■ Problem requirements
Print every line of the listing below, starting with the line that holds "- Behavior is" and going on through the line that holds "Waiting Passed  VRT", both included, and print nothing else.

##### Extracted entries #####

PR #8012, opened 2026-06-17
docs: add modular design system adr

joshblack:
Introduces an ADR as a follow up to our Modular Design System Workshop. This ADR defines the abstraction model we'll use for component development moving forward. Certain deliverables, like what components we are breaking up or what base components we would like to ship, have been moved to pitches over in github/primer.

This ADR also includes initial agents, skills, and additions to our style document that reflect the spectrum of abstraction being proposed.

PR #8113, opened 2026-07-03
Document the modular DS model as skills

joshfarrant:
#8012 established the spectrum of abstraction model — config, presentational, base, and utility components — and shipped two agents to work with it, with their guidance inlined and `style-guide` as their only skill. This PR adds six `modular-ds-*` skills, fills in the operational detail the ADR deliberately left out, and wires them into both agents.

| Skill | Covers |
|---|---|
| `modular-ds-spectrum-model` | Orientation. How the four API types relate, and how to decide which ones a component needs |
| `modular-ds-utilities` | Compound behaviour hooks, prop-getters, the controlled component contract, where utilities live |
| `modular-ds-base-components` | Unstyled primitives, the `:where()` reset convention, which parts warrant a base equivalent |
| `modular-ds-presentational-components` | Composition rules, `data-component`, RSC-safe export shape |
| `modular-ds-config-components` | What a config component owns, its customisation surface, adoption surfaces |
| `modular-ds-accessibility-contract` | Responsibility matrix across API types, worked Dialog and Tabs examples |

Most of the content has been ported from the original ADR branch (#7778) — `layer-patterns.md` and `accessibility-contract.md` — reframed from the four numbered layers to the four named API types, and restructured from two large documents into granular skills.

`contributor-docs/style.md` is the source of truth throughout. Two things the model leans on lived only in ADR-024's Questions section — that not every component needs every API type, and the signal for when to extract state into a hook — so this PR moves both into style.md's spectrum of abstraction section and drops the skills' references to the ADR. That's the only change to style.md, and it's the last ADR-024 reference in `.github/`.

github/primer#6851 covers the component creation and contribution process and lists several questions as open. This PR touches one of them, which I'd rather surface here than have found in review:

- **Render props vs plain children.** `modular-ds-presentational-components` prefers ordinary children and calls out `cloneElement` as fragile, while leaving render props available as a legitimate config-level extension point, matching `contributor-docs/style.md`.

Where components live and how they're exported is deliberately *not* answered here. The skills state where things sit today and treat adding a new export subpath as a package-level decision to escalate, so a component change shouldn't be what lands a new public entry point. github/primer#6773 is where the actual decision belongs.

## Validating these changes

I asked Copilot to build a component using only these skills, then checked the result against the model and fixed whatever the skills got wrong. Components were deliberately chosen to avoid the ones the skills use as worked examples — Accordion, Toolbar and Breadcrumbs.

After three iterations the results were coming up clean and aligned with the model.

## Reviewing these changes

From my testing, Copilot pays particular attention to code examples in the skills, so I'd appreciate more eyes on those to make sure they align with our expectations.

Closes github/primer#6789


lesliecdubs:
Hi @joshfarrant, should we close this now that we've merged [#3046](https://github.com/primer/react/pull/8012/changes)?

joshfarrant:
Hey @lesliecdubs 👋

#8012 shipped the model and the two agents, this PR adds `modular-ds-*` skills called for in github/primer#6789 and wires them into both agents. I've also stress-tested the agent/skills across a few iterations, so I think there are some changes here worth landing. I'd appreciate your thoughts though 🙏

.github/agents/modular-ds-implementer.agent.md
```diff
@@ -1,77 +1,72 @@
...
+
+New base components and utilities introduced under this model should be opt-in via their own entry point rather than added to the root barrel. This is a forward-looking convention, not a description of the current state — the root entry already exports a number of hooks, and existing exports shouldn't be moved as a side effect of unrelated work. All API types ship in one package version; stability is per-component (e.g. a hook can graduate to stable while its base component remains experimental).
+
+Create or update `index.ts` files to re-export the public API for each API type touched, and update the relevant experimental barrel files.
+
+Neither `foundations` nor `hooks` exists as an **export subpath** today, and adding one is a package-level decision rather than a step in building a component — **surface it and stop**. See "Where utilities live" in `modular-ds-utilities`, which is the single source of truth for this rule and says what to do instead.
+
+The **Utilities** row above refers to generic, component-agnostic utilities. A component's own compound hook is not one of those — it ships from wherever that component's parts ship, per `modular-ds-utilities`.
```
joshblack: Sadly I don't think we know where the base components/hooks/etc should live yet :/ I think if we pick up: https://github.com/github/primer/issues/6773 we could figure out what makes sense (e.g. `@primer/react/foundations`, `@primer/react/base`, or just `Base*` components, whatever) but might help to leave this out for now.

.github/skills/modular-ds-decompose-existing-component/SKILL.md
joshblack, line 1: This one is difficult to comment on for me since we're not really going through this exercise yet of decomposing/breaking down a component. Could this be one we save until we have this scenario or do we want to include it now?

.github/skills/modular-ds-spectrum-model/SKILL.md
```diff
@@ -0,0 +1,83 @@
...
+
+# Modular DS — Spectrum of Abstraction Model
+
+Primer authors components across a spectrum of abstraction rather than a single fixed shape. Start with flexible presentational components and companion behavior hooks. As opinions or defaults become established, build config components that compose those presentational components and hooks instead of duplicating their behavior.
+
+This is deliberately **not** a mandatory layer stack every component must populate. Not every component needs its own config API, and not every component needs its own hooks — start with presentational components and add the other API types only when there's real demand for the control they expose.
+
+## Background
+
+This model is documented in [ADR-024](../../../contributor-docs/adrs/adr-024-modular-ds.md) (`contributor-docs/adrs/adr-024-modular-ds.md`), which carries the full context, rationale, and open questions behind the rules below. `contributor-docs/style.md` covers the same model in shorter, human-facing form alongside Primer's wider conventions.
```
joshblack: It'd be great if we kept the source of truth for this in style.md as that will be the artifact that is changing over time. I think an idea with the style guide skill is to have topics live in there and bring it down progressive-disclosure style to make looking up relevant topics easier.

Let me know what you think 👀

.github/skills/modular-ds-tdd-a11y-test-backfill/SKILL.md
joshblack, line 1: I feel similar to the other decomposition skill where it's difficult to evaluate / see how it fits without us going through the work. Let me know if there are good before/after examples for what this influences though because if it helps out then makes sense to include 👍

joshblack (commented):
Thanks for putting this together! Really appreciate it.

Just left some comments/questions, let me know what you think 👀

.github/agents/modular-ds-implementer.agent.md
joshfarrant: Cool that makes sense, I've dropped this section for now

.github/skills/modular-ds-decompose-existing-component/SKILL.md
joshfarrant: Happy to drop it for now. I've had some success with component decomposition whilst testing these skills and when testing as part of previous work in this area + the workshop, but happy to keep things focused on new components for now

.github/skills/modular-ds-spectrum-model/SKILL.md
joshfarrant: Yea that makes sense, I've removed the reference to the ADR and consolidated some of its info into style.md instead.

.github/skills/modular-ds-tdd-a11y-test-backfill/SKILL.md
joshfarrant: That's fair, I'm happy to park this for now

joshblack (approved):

#####
##### Extracted entries #####

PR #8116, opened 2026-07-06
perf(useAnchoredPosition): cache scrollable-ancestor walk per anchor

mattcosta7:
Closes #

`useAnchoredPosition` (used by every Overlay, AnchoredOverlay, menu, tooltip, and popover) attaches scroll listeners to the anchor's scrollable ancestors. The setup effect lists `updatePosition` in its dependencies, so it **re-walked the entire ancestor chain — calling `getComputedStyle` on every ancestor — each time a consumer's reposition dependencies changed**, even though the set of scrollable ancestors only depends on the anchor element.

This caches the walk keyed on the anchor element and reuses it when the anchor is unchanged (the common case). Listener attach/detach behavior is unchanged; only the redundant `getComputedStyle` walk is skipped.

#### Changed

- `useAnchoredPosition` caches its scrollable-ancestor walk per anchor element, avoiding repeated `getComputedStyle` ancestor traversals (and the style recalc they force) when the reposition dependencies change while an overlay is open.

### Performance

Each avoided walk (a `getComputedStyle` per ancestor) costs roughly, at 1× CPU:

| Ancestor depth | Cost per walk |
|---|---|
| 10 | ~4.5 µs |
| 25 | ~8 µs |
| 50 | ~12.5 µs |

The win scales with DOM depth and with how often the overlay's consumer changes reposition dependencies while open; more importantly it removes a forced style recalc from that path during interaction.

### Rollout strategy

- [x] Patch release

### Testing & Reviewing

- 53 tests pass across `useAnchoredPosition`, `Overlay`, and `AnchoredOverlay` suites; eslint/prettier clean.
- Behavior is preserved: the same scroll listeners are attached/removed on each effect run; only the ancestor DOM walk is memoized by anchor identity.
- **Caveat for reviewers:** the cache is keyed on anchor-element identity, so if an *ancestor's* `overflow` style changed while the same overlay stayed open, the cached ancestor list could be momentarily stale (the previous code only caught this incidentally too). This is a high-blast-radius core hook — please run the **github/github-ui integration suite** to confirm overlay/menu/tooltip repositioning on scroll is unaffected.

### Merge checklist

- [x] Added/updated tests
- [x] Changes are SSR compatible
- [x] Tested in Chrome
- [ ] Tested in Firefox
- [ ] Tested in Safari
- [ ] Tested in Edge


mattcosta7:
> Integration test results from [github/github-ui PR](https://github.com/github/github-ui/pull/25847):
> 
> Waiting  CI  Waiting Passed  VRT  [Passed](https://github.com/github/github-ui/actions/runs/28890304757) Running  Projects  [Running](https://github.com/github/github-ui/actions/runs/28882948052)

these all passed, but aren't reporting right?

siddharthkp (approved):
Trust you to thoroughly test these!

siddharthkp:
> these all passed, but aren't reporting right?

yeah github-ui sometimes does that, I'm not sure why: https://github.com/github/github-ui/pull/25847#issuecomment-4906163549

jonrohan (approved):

#####
##### Extracted entries #####

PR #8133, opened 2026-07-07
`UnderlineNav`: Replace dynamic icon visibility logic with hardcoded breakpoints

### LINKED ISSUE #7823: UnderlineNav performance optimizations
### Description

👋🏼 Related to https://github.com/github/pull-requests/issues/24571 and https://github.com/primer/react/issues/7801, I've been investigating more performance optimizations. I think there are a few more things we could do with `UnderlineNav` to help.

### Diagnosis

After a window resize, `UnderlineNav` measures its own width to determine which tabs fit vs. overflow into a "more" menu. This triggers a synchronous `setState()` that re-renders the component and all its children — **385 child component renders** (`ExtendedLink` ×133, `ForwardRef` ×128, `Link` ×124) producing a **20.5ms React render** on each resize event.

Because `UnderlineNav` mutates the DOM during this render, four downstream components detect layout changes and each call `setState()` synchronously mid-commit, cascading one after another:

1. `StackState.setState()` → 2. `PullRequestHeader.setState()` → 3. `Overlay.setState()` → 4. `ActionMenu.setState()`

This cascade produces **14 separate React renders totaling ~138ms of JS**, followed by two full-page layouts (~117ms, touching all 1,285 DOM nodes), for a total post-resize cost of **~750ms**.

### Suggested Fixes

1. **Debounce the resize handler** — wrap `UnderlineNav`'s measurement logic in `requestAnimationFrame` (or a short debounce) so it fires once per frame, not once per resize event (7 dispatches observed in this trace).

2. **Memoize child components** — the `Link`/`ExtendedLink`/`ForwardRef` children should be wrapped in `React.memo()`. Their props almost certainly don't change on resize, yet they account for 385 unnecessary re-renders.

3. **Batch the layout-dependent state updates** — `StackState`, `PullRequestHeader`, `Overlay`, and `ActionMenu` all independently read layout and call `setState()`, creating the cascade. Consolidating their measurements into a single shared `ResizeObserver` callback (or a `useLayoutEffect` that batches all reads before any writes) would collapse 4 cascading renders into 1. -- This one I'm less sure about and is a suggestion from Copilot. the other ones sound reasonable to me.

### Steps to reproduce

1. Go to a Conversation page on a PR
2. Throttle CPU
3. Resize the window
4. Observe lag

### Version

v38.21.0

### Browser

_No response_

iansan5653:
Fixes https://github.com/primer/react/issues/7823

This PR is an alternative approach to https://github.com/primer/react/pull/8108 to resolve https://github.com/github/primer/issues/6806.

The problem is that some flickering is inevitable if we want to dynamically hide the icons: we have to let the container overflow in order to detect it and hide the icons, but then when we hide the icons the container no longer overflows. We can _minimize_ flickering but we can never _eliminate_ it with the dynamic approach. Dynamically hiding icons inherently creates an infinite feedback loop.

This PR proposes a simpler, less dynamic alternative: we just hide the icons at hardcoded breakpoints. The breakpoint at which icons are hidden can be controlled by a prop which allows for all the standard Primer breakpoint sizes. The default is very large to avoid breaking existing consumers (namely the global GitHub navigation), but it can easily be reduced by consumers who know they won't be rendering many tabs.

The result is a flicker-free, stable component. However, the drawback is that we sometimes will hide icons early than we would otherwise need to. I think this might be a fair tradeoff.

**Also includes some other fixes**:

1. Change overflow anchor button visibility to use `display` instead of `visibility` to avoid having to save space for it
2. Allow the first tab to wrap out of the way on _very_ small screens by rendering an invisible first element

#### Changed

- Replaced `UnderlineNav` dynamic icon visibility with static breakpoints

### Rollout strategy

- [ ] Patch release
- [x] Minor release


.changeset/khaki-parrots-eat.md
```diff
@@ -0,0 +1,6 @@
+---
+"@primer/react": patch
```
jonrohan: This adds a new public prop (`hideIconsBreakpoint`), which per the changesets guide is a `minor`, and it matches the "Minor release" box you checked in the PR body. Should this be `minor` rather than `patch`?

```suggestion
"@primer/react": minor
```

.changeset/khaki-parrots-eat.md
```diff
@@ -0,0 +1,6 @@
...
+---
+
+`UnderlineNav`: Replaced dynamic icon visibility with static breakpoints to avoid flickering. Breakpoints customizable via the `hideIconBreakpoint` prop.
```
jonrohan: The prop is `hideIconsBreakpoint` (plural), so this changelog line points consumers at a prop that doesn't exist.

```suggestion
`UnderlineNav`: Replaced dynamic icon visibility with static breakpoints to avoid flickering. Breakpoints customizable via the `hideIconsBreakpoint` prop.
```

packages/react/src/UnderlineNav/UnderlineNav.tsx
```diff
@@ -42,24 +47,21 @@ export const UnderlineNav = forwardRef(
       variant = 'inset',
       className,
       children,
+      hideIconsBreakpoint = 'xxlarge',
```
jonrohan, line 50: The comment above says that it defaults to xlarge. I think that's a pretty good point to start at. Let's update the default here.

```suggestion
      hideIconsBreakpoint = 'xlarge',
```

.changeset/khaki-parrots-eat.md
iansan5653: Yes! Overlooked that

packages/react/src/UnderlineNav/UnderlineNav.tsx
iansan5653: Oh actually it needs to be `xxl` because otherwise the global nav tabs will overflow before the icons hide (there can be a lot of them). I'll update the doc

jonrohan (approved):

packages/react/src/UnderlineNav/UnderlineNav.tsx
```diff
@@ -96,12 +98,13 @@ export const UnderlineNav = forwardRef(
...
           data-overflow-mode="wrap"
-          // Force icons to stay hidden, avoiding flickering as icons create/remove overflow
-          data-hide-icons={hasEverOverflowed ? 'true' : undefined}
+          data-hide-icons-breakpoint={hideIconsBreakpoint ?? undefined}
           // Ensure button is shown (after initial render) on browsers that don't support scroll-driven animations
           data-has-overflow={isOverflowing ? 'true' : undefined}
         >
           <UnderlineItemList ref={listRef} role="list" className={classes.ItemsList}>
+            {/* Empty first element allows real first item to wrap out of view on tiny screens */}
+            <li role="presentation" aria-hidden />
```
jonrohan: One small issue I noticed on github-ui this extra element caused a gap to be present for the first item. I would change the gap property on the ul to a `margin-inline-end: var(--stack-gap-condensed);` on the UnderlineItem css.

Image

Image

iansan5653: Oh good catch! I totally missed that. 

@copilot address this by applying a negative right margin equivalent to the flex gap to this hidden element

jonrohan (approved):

#####

■ Response below
- Behavior is preserved: the same scroll listeners are attached/removed on each effect run; only the ancestor DOM walk is memoized by anchor identity.
- **Caveat for reviewers:** the cache is keyed on anchor-element identity, so if an *ancestor's* `overflow` style changed while the same overlay stayed open, the cached ancestor list could be momentarily stale (the previous code only caught this incidentally too). This is a high-blast-radius core hook — please run the **github/github-ui integration suite** to confirm overlay/menu/tooltip repositioning on scroll is unaffected.

### Merge checklist

- [x] Added/updated tests
- [x] Changes are SSR compatible
- [x] Tested in Chrome
- [ ] Tested in Firefox
- [ ] Tested in Safari
- [ ] Tested in Edge


mattcosta7:
> Integration test results from [github/github-ui PR](https://github.com/github/github-ui/pull/25847):
> 
> Waiting  CI  Waiting Passed  VRT  [Passed](https://github.com/github/github-ui/actions/runs/28890304757) Running  Projects  [Running](https://github.com/github/github-ui/actions/runs/28882948052)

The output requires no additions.